| Task requirements |
A verbatim copy of the entries is the required answer.
*** Opening Data shown ***
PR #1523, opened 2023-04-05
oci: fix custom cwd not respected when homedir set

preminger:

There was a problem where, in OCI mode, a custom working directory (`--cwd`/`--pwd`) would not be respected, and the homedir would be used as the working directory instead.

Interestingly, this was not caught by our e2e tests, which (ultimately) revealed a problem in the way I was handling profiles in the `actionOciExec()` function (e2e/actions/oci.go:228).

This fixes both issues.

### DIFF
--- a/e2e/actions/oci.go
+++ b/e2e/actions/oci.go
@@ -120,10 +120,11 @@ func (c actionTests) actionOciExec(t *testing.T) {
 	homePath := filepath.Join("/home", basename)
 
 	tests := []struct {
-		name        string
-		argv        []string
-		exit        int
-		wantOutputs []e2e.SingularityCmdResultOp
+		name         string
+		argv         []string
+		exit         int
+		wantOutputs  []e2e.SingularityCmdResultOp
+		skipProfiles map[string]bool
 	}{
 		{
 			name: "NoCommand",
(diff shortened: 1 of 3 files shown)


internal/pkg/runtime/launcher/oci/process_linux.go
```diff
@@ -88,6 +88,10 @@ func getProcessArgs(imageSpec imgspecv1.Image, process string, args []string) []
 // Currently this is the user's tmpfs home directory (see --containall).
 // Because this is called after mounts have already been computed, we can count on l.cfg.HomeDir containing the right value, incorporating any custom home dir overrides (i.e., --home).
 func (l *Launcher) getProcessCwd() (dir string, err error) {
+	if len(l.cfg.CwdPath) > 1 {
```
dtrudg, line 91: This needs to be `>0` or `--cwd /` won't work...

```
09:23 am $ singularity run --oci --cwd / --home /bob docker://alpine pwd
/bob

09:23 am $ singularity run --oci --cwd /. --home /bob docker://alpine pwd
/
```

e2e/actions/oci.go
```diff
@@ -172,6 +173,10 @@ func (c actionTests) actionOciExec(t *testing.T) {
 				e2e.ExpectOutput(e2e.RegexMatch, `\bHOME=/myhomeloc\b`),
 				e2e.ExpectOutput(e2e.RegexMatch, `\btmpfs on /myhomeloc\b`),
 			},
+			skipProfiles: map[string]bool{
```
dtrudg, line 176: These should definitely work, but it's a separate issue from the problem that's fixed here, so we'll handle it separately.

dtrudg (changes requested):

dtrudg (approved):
*** Closing Data shown ***
| Problem solution |
PR #1523, opened 2023-04-05
oci: fix custom cwd not respected when homedir set

preminger:

There was a problem where, in OCI mode, a custom working directory (`--cwd`/`--pwd`) would not be respected, and the homedir would be used as the working directory instead.

Interestingly, this was not caught by our e2e tests, which (ultimately) revealed a problem in the way I was handling profiles in the `actionOciExec()` function (e2e/actions/oci.go:228).

This fixes both issues.

### DIFF
--- a/e2e/actions/oci.go
+++ b/e2e/actions/oci.go
@@ -120,10 +120,11 @@ func (c actionTests) actionOciExec(t *testing.T) {
 	homePath := filepath.Join("/home", basename)
 
 	tests := []struct {
-		name        string
-		argv        []string
-		exit        int
-		wantOutputs []e2e.SingularityCmdResultOp
+		name         string
+		argv         []string
+		exit         int
+		wantOutputs  []e2e.SingularityCmdResultOp
+		skipProfiles map[string]bool
 	}{
 		{
 			name: "NoCommand",
(diff shortened: 1 of 3 files shown)


internal/pkg/runtime/launcher/oci/process_linux.go
```diff
@@ -88,6 +88,10 @@ func getProcessArgs(imageSpec imgspecv1.Image, process string, args []string) []
 // Currently this is the user's tmpfs home directory (see --containall).
 // Because this is called after mounts have already been computed, we can count on l.cfg.HomeDir containing the right value, incorporating any custom home dir overrides (i.e., --home).
 func (l *Launcher) getProcessCwd() (dir string, err error) {
+	if len(l.cfg.CwdPath) > 1 {
```
dtrudg, line 91: This needs to be `>0` or `--cwd /` won't work...

```
09:23 am $ singularity run --oci --cwd / --home /bob docker://alpine pwd
/bob

09:23 am $ singularity run --oci --cwd /. --home /bob docker://alpine pwd
/
```

e2e/actions/oci.go
```diff
@@ -172,6 +173,10 @@ func (c actionTests) actionOciExec(t *testing.T) {
 				e2e.ExpectOutput(e2e.RegexMatch, `\bHOME=/myhomeloc\b`),
 				e2e.ExpectOutput(e2e.RegexMatch, `\btmpfs on /myhomeloc\b`),
 			},
+			skipProfiles: map[string]bool{
```
dtrudg, line 176: These should definitely work, but it's a separate issue from the problem that's fixed here, so we'll handle it separately.

dtrudg (changes requested):

dtrudg (approved):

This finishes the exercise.